A verbatim copy of the lines starting at the one with "We can discuss about" and ending at the last line below is required; include nothing else.

══ Given entries

PR #4216, opened 2021-07-28
Add utility to draw keypoints

### LINKED ISSUE #3365: Add utilites to plot Keypoints
## 🚀 Feature

We added utilities to plot bounding boxes #2556 #2785 and utility to plot semantic segmentation masks #3272 #3330 #3820
I think this is probably the last plotting utility we need.

## Motivation
Same as before, we need these to make visualization and post-processing easier.
Also Easily support torchvision models.

## Pitch
Use only PIL to draw key points. Also, keep the function signature consistent with previous utilities.

A prototype implementation is here!

```
@torch.no_grad()
def draw_keypoints(
    image: torch.Tensor,
    keypoints: torch.Tensor,
    colors: Optional[List[Union[str, Tuple[int, int, int]]]] = None,
    radius: Optional[int] = 5,
    connect : Optional[bool] = False,
    plot_ids Optional[bool] = False, 
    font: Optional[str] = None,
    font_size: int = 10
) -> torch.Tensor:

"""
Args:
        image (Tensor): Tensor of shape (C x H x W) and dtype uint8.
        keypoints (Tensor): The ketpoints from Keypoint RCNN
        colors (List[Union[str, Tuple[int, int, int]]]): List containing the colors of keypoints. The colors can
            be represented as `str` or `Tuple[int, int, int]`.
       radius (int): Radius of circles drawn for keypoints.
       connect (bool): If True connects the visible keypoints.
       plot_ids (bool): If True plots the visible keypoints ids on the image.
        font (str): A filename containing a TrueType font. If the file is not found in this filename, the loader may
            also search in other directories, such as the `fonts/` directory on Windows or `/Library/Fonts/`,
            `/System/Library/Fonts/` and `~/Library/Fonts/` on macOS.
        font_size (int): The requested font size in points.
"""

```
Radius to determine how big the key point should be. This is essential as torchvision models suppose flexible image sizes.
The font is to plot the keypoint id. Sometimes in models like PoseNet, we would like to know which keypoint ids are visible.
Might help in debugging if particular keypoint does not work well.

The output of Keypoint RCNN is as follows

```
boxes (FloatTensor[N, 4]): the ground-truth boxes in [x1, y1, x2, y2] format,
with values of x between 0 and W and values of y between 0 and H

labels (Int64Tensor[N]): the class label for each ground-truth box

keypoints (FloatTensor[N, K, 3]): the K keypoints location for each of the N instances,
in the format [x, y, visibility], where visibility=0 means that the keypoint is not visible.

```

I think we should plot only the keypoints which are visible,

## Additional context

The boxes can be plotted using `draw_bounding_boxes`. Users can use both these utils together to plot both boxes and keypoints. I don't think so `draw_keypoints` should internally call / draw boxes.

Probably we need to give a demo run at it

oke-aditya:
Closes #3365 

Finally! (everything went well in my life!) I hope I can complete the implementation soon!
I will post the outputs of completed prototype here!

- [x] Adds code
- [x] Adds docs
~~- [ ] Adds example to gallery.~~ Next PR
- [x] Adds tests


oke-aditya:
Here is the first dry run! This is super dirty and possibly needs few more iterations :smile: 

I'm trying to replicate something similar to [this](https://colab.research.google.com/github/tugstugi/dl-colab-notebooks/blob/master/notebooks/TorchvisionPersonKeypoint.ipynb) colab notebook.

Keypoint outputs are slightly tricky! Note that the outputs of keypoint detection models are

`keypoints (FloatTensor[N, K, 3])`: the locations of the predicted keypoints, in [x, y, v] format.
N -> Number of Keypoints
K -> Each keypoint output
3 -> X, Y, Visibility.

Just like utiltities. This utlity too draws all the possible keypoints on the image. 
Threshold needs to be processed by the user.

Here are some of the current outputs.

(Image 1)

(Indian road :heart: )

example3


(Some Image taken from Pascal VOC examples)


I still need to implement plotting labels and some functionality to join the points (plot lines with connections)
I'm not sure if color can be provided by the user or we should generate from a color palette.

I have kept the label option, since some users might be interested in labeling the keypoints, (E.g. by the keypoint numbers or by names).

A review at this point would be great!

cc @datumbox @NicolasHug

torchvision/utils.py
```diff
@@ -300,6 +301,70 @@ def draw_segmentation_masks(
     return out.to(out_dtype)
 
 
+@torch.no_grad()
+def draw_keypoints(
+    image: torch.Tensor,
+    keypoints: torch.Tensor,
+    labels: Optional[List[str]] = None,
```
fmassa, line 308: Instead of providing `labels` (which, for the COCO dataset that we consider we only have one category), I would instead provide a `connectivity` argument, which dictates which points should be linked against which other point.

This can be an optional argument, and if provided will connect the different keypoints together (and could thus replace the `connect` boolean argument as well.

Here is an implementation that I had [for it for the "person" class](https://github.com/facebookresearch/maskrcnn-benchmark/blob/57eec25b75144d9fb1a6857f32553e1574177daf/demo/predictor.py#L413-L471)

torchvision/utils.py
```diff
@@ -300,6 +301,70 @@ def draw_segmentation_masks(
...
+    font_size: int = 10
+) -> torch.Tensor:
+
+    """
+    Draws Keypoints on given RGB image.
+    The values of the input image should be uint8 between 0 and 255.
+
+    Args:
+        image (Tensor): Tensor of shape (3, H, W) and dtype uint8.
+        keypoints (Tensor): Tensor of shape (num_keypoints, K, 3) the K keypoints location for each of the N instances,
```
fmassa, line 322: instead of `num_keypoints`, I would maybe call it `num_instances`, as it can be confusing compared to `K` (which is the number of keypoints per instance)

Also, the `3` here is a bit weird, as we don't use it for now. Maybe I would just check that the tensor has at least 2 dimensions, and the code ignores everything after the 2nd dimension. Thoughts?

torchvision/utils.py
```diff
@@ -300,6 +301,70 @@ def draw_segmentation_masks(
...
+        labels (List[str]): List containing the labels for each Keypoint.
+        colors (Union[List[Union[str, Tuple[int, int, int]]], str, Tuple[int, int, int]]): List containing the colors
+            or a single color for all the keypoints.
+            The colors can be represented as `str` or `Tuple[int, int, int]`.
+        radius (int): Integer denoting radius of keypoint.
+        connect (bool): If True. It connects all the visible keypints.
+        font (str): A filename containing a TrueType font. If the file is not found in this filename, the loader may
+            also search in other directories, such as the `fonts/` directory on Windows or `/Library/Fonts/`,
+            `/System/Library/Fonts/` and `~/Library/Fonts/` on macOS.
+        font_size (int): The requested font size in points.
```
fmassa, line 333: If we don't provide labels, we don't need to provide font either

fmassa (commented):
Sorry for missing this PR @oke-aditya !

I've made a few comments, let me know what you think.

torchvision/utils.py
oke-aditya: Hi @fmassa . Thanks a lot for review :smiley: 

The idea behind labels is if person wants to explicitly mark the keypoint number.
Particularly useful in counting the keypoints, or validating performance of all the keypoints. (Maybe a keypoint number X is performing very poorly? User would need to label these to come to know.

Also it might be particularly useful in face detection etc models. 

image

Maybe users want to do something similar to above. 

About the connectivity point, I think you are right. connectivity can be `Optional[Tuple[Tuple[int, int]]]` denoting which two points should be connected. So that we can link them up if provided.

I think the utility should be slightly generic and not limited to COCO. Let me know what you think

The person implementation is very nice. (maskrcnn-benchmark is probably one of the best libraries)
I think I can post images side by side how maskrcnn implementation and the current one (when finalized a bit more) looks like.

torchvision/utils.py
oke-aditya: Sure, it is `num_instances`. I will change that.

3 is bit weird, but that makes the API simple, users can directly pass (X, Y, visibility) the format of torchvision keypoints.

We can do visibility based thresholding, to use the third dimension. (this might restrict the API)
Or simply discard as you suggested and leave the above part to end-user.

Let me know your thoughts. I will refactor accordingly.

oke-aditya:
Bonjour @fmassa !

I hope I have implemented the basic functionality as per requirements.
The keypoints can be connected by a Optional connectivity arg which is `Tuple[Tuple[int, int]]`. Each tuple denoting the 
keypoint ids to be connected.

There are two small issues

1. Colors: -

Well color palette is always the issue with visualization utils and it's back here too!
We need colors for keypoints as well as lines to join them (if connectivity is True) 

For keypoints colors. Should we
By default generate unique colors for every keypoint.
    or
 Allow users to pass into colors as one string for all keypoints as well as colors for each keypoints.

For line colors. Should we
Again randomly generate unique colors for every line
  or
Allow users to pass into colors one string for all lines as well as colors for each line.
  or
Use the same colors that were passed to keypoints

2. Labels: -

As I mentioned earlier, it is useful to keep labels, but again plotting lot of labels can lead to messy image.

3. Visibility: -

We can leave it to user, or have an argument to threshold it.

Here are few outputs! The colors are awful

Figure_1

Figure_2

Figure_3

Figure_4

Figure_5

Figure_6

Would love to hear thoughts from @datumbox and @NicolasHug too :smiley:

oke-aditya:
Code to reproduce.

```
def show(imgs):
    if not isinstance(imgs, list):
        imgs = [imgs]
    fix, axs = plt.subplots(ncols=len(imgs), squeeze=False)
    for i, img in enumerate(imgs):
        img = img.detach()
        img = F.to_pil_image(img)
        axs[0, i].imshow(np.asarray(img))
        axs[0, i].set(xticklabels=[], yticklabels=[], xticks=[], yticks=[])
    plt.show()


model = keypointrcnn_resnet50_fpn(pretrained=True)
model = model.eval()

IMAGE_PATH = 'demo_im6.jpg'
image_tensor2 = read_image(IMAGE_PATH)

image = Image.open(IMAGE_PATH)
image_tensor = to_tensor(image)
output = model([image_tensor])[0]

kpts = output['keypoints']
res = draw_keypoints(image_tensor2, kpts, colors="red", connectivity=((0, 1), (1, 2), (2, 3), (3, 4)))
show(res)

res = draw_keypoints(image_tensor2, kpts, colors="red")
show(res)
```

oke-aditya:
@fmassa can you please have a look. I will have more bandwidth over next few weeks. (I can contribute bit more 😅)

oke-aditya:
Hey @NicolasHug @datumbox, @fmassa  maybe this is missed. :smiley: We can either go ahead or continue on this after 0.11 release?

datumbox:
@oke-aditya I've asked Francisco to pick this up as he is more familiar with the keypoints model. He is currently OOO but he will get back to you.

oke-aditya:
No problem 👍

oke-aditya:
Apologies for excessive pings, but I think @fmassa is back :smiley:

torchvision/utils.py
fmassa: I think for keypoints (given that they are fairly small) labelling them might not be very readable, while using a color-code might be easier to spot. This begs the question if the color should represent the instance or the keypoint-id in the instance.

My 2 cents is that we can pass a color tensor that is of size `(num_instances, num_keypoints, 3)`, and that internally we can broadcast to the full shape if the user only passed `(num_keypoints, 3)` or `(num_instances, 1, 3)` or `(3)`.

Thoughts?

fmassa (commented):
Hi @oke-aditya 

Very sorry for the delay in responding!

I've made a couple of comments.

- I think that the `visibility` shouldn't be taken into account as of now (as we don't even discard invisible keypoints), plus I'm not sure if this type of information is readily available on most datasets (but needs to be verified).
- the colors can be left fairly generic so that we can internally handle both single-color, different color per instance, different color per keypoint, or different color per keypoint-per-instance.

Let me know what you think

torchvision/utils.py
oke-aditya: I agree about visibility. Plus the logic of thresholding / choosing to plot if visible should be left to user.
So we can skip the third dimension.

torchvision/utils.py
oke-aditya: Yes, we do not use labels too for drawing segmentation masks. And a good color combination can be sufficient for visualizing keypoints. 

We don't use tensors for colors, in other utlitites so maybe we shouldn't use here.
I suggest colors to be either "str" (One color for all keypoints) List[str] specifying color for each the keypoints ids. 
None, so that we generate random colors from palette. 

Specifying color per instance might be hard and users would need to dynamically adjust this utlity, as number of detected instances would differ. We don't use num_instances in any other utility and would prefer to stick with keypoint ids.

torchvision/utils.py
oke-aditya: Removing labels as suggested.

torchvision/utils.py
```diff
@@ -300,6 +301,83 @@ def draw_segmentation_masks(
...
+    width: int = 3,
+) -> torch.Tensor:
+
+    """
+    Draws Keypoints on given RGB image.
+    The values of the input image should be uint8 between 0 and 255.
+
+    Args:
+        image (Tensor): Tensor of shape (3, H, W) and dtype uint8.
+        keypoints (Tensor): Tensor of shape (num_instances, K, 2) the K keypoints location for each of the N instances,
```
oke-aditya, line 320: I'm unsure should it be (num_instances, K, 2) or (num_instances, K, 3) or maybe any dimension can be passed.
We aren't using that dimension anyway so it doesn't hurt.

torchvision/utils.py
```diff
@@ -300,6 +301,83 @@ def draw_segmentation_masks(
...
+
+    for kpt_inst in img_kpts:
+        for kpt in kpt_inst:
+            x1 = kpt[0] - radius
+            x2 = kpt[0] + radius
+            y1 = kpt[1] - radius
+            y2 = kpt[1] + radius
+
+            if isinstance(colors, str) or isinstance(colors, tuple):
+                draw.ellipse([x1, y1, x2, y2], fill=colors, outline=None, width=0)
```
oke-aditya, line 361: If we decide to pass tuple containing colors from each keypoint. It would be simply the ith index of tuple.

If we decide for colors per instance. It would need refactor.

torchvision/utils.py
```diff
@@ -300,6 +301,83 @@ def draw_segmentation_masks(
...
+
+        if connectivity:
+            for connection in connectivity:
+                start_pt_x = kpt_inst[connection[0]][0]
+                start_pt_y = kpt_inst[connection[0]][1]
+
+                end_pt_x = kpt_inst[connection[1]][0]
+                end_pt_y = kpt_inst[connection[1]][1]
+
+                draw.line(
```
oke-aditya, line 371: What should be the line color? Should there be a parameter for line color? Or should it be same as color of keypoints?
Currently it is white which looks bad.

test/test_utils.py
```diff
@@ -248,5 +258,64 @@ def test_draw_segmentation_masks_errors():
         utils.draw_segmentation_masks(image=img, masks=masks, colors=bad_colors)
 
 
+def test_draw_keypoints_vanilla():
```
oke-aditya, line 261: We just do like boxes, save an image and check after loading if expected image was same as saved image.

oke-aditya (commented):
Few little points to address. It looks almost there to merge before the release :smile:

torchvision/utils.py
fmassa: Let's document it as `(num_instances, K, 2)`

torchvision/utils.py
fmassa: Yes, I propose that we handle this with a slight change.
We convert the colors list to a `Tensor`, perform the proper reshape + broadcast so that `colors` is always `(num_instances, K, 3)` tensor, and then convert it back to a list (if needed).

torchvision/utils.py
fmassa: In the interest of getting this merged soon, let's leave it white for now, and in the future create an issue to enable this to be configurable.

test/test_utils.py
fmassa: Ok with me

torchvision/utils.py
oke-aditya: Sounds good.

torchvision/utils.py
oke-aditya: I need little bit more clarity in colors. I'm assuming we are not going to specify color for every keypoint id.

Say we have 2 instances and 3 keypoints.

So what are choices possible to user?

```
# Specify one single color for all keypoints of all instances
colors = "red"

# Specify one single color for all keypoints of each instance.
colors = ["red", blue"]

# Specify color for every keypoint of every instance.

colors = [["red", "blue", "green"], ["red", "blue", "green"]]

```
Note that string can be replaced by RGB Tuple too.

Am I aligning with your thoughts?

torchvision/utils.py
```diff
@@ -300,6 +301,83 @@ def draw_segmentation_masks(
...
+            x1 = kpt[0] - radius
+            x2 = kpt[0] + radius
+            y1 = kpt[1] - radius
+            y2 = kpt[1] + radius
+
+            if isinstance(colors, str) or isinstance(colors, tuple):
+                draw.ellipse([x1, y1, x2, y2], fill=colors, outline=None, width=0)
+
+        if connectivity:
+            for connection in connectivity:
```
oke-aditya, line 364: One small point I forgot to mention.

connectivity is Tuple[Tuple[int, int]] which assumes that keypoint ids are numbered from `0`. 
To join keypoint no 0 and and 1 we pass `connectivity=((0, 1), )`

Is it fine to use 0 based indexing? or should we use 1 based?

oke-aditya:
Hi!

I gave another run and got the outputs for COCO models.
I have a script ready which can become the gallery example! I think it's good to leave it as a new PR as it will need a more thorough reviewing.

Here are the outputs.

boy_kpt1

Connecting the skeleton with connectivity.

boy_kpt2

dog_kpt


I joined them randomly nothing special

dog_kpt2

Picture Credits to MS COCO images.

The output looks bit bad without line_color, I think we shouldn't keep it white and merge it.

oke-aditya:
@fmassa can you please have a review. :)

torchvision/utils.py
fmassa: Hi @oke-aditya 

This logic is what I proposed. I think using broadcasting is easier to implement, and handle extra cases like if the user wants all the keypoints to have the same color, but they being different colors for each instance.

They would only need to do the following:
```python
# there are N keypoints, and 3 instances
colors = [["red"], ["green"], ["blue"]]
```

The implementation I provided above should already handle those cases without problems, let me know if you disagree.

oke-aditya: Somehow I'm on the edge here. :sweat_smile: The above case is handled by current implementation.
user could do. 

```
# there are N keypoints, and 3 instances.
# The first instance gets red, second gets green and third blue

colors = ["red", "blue", "green"]
```

Probably I should have attached one run with this.
To implement with numpy broadcasting vs this one. I'm not really sure which is easier (I felt current one is easier)

I had few doubts on the numpy implementation

`colors=[["red"], ["green"], ["blue"]]`

Does this mean there are 3 instances with multiple keypoints, and all have same color or does it mean that there are 3 instances and all have just 1 keypoint.
It's a bit ambiguous.

Where as with the current one it's bit straightforward,

`colors=["red", "blue", "green"]` for having 3 instances with same color for all keypoints
`colors=[["red"], ["blue"], ["green"]` for having 3 instances having color with just 1 keypoint.

Is there any edge case the current implementation does not handle well? I feel that either code are fine.

datumbox: FYI, I would love to use this utility on the Multi-pretrained weights example for Keypoint RCNN which is still pending. I don't want to express opinion over what's best here as I'm not too familiar with the KP model but I would love to see this unblocked. Francisco has a ton of experience with the specific model but if Oke has still concerns perhaps it's worth simplifying the utility (for example support 1 colour only) and open an issue to extend to all? Also I would like to see the PR containing an example on the Gallery but I see that's planned for follow up.

fmassa: @oke-aditya 
> Does this mean there are 3 instances with multiple keypoints, and all have same color or does it mean that there are 3 instances and all have just 1 keypoint.

Both are possible with broadcasting :-)

I think my proposal might be the "transposed" of yours. My specification is that we broadcast the colors to be of the same shape as the keypoints (so `[N, k]`). You can call `colors.T` in my proposal (after broadcasting) to make it compatible with yours.

oke-aditya: :sweat_smile: Do you suggest refactoring the current one? Or staying with the same :sweat_smile: 
I will leave the decision to you @fmassa :)  Seems like we have 2 valid and equivalent solutions.

datumbox: @oke-aditya Because it's been over 3 months since this PR has started (and that's not your problem, it's on us; thankfully you are a regular contributor and have understanding!), I think we should wrap it up and merge the potion for which there is consensus. As long as we ensure there will be no BC-breaking modification, we can always revisit it on a follow up PR.

In that direction, I recommend 2 ways to move forward:
1. If you have no major concerns about the API, the user-friendliness etc. Adopt @fmassa's proposal. 
2. If you are not convinced about the proposal, just support a single colour (1 string param) for all keypoints. 

In both cases, I would prefer if you added an example in the gallery folder. You can do it either here or on a follow up shortly after.

Let's wrap this up as this is a great addition and the community is missing out.

oke-aditya: I can go ahead with @fmassa's proposal :) I'm convinced by his idea.  Let me give a run with his idea and should we face not any bugs / problems. We can merge it

I will write up a gallery example in follow up PR very soon. I do have the code ready (which needs slight change for the adopting)
 
I guess there are a few aspects that need to be worked upon which won't be BC Breaking. 
Supporting Line color, not drawing with default white if None is passed (Similar to #4528).
Also should we plot the lines above the circle or vice-versa. I will create a ticket where we can track down these.

torchvision/utils.py
```diff
@@ -300,6 +300,77 @@ def draw_segmentation_masks(
...
+    elif image.size()[0] != 3:
+        raise ValueError("Pass an RGB image. Other Image formats are not supported")
+
+    if keypoints.ndim != 3:
+        raise ValueError("keypoints must be of shape (num_instances, K, 2)")
+
+    ndarr = image.permute(1, 2, 0).numpy()
+    img_to_draw = Image.fromarray(ndarr)
+    draw = ImageDraw.Draw(img_to_draw)
+    out_dtype = torch.uint8
```
datumbox, line 347:
```suggestion
```

torchvision/utils.py
```diff
@@ -300,6 +300,77 @@ def draw_segmentation_masks(
...
+
+                end_pt_x = kpt_inst[connection[1]][0]
+                end_pt_y = kpt_inst[connection[1]][1]
+
+                draw.line(
+                    ((start_pt_x, start_pt_y), (end_pt_x, end_pt_y)),
+                    width=width,
+                )
+
+    return torch.from_numpy(np.array(img_to_draw)).permute(2, 0, 1).to(dtype=out_dtype)
```
datumbox, line 371:
```suggestion
    return torch.from_numpy(np.array(img_to_draw)).permute(2, 0, 1).to(dtype=torch.uint8)
```

datumbox (approved):
@oke-aditya LGTM, thanks!

Concerning the extra colours, I think there are a few options to detect and handle it so that the broadcasting can still work. At any case, I think we can discuss these changes on an issue dedicated to extending the functionality of the util. 

We should add a good example with a proper picture on the gallery to showcase how to call the keypoint model and visualize the predictions. Since the utility requires preprocessing the model output (cleaning up, removing extra columns etc), we should provide a working example that users can follow.

I'll let @fmassa have the final word on this as he has been involved on the review since the beginning.

oke-aditya:
Sure Vasilis ! I do have the code for gallery example ready which works with the keypoint_rcnn model. I will send a follow-up PRa and open up a ticket for additional functionality once this is merged.

fmassa (approved):
LGTM, let's get this merged as is (i.e., without the handling of multiple colors).

We can discuss about multiple colors in an issue.

fmassa:
Thanks for all your work @oke-aditya !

════

> Task answer:
We can discuss about multiple colors in an issue.

fmassa:
Thanks for all your work @oke-aditya !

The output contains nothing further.